Washington, Dec 14 (AFP/APP):Was climate change behind the recent tornadoes that killed dozens of people and wrought a trail of destruction through five American states?
Higher temperatures might create more favorable conditions for these violent storms, but for now, scientists remain cautious about drawing a direct connection.
While research has firmly linked recent extreme weather events to global warming — from this summer’s heatwaves in North America to flooding in western Europe — there remain important gaps in the scientific understanding of twisters and how they relate to climate.
“At least in the past few decades, we have seen a trend towards more favorable conditions,” especially in winter in the country’s midwest and southeast, John Allen, a climatologist at Central Michigan University, told AFP.
But “it is misleading to attribute this event to climate change,” he added.
James Elsner, professor of climatology at Florida State University, draws a comparison with what we know about the connection between fog and car crashes: foggy conditions on the road are associated with a higher number of accidents, but individual crashes in heavy fog aren’t always due to poor visibility.
In the same vein, knowing what the link is between climate change and tornadoes with more certainty requires further investigation.
This is where the field of “attribution science,” which has made enormous strides in recent years, comes in.

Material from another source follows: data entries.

PR #1915, opened 2025-07-16
feat: custom boot contracts 

### LINKED ISSUE #1449: Allow to load custom boot contracts
## Context

Clarinet embeds a copy of the boot contracts.
For stacks core developers, it would be useful to have the ability to load custom code instead.

## Solution

Add on options to override boot contracts sources.
In the Clarinet.toml, it should be possible to specify the path to the source file of a boot contract.
This code would be used in place of the one embedded in clarinet. It could also be used to get the code coverage and therefore remove the need for https://github.com/hirosystems/clarinet/pull/1412, and achieve the same result in a more elegant way

```toml
[override_boot_contracts_source]
pox-4 = "./custom-boot-contracts/pox-4.clar"
```

tippenein:
- closes #1449 

adds section in clarinet.toml
```
[project.override_boot_contracts_source]
pox-4 = "./custom-boot-contracts/pox-5.clar"
```

Allows testing custom boot contracts in simnet

### DIFF
--- a/components/clarinet-deployments/src/lib.rs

The idea is to feed climate data into computer models to analyze the probability specific extreme weather events would have occurred in a world without human-driven climate change, versus the world we live in today.
But such studies take time to carry out and are particularly tricky for tornadoes, which are more difficult to model than other extreme weather phenomena because of a relative lack of data.
It’s even too early to say for sure that climate change will increase the frequency of winter twisters.
“I think you could probably argue that seems to be the way the evidence is pointing. But I don’t think we’re at the point now where we can definitively say ‘yes, this is climate change,'” said Allen.
The latest United Nations Intergovernmental Panel for Climate Change (IPCC) report underlined there was “low confidence” on a link between global warming and small-scale phenomena such as tornadoes, both in observed trends and in projections.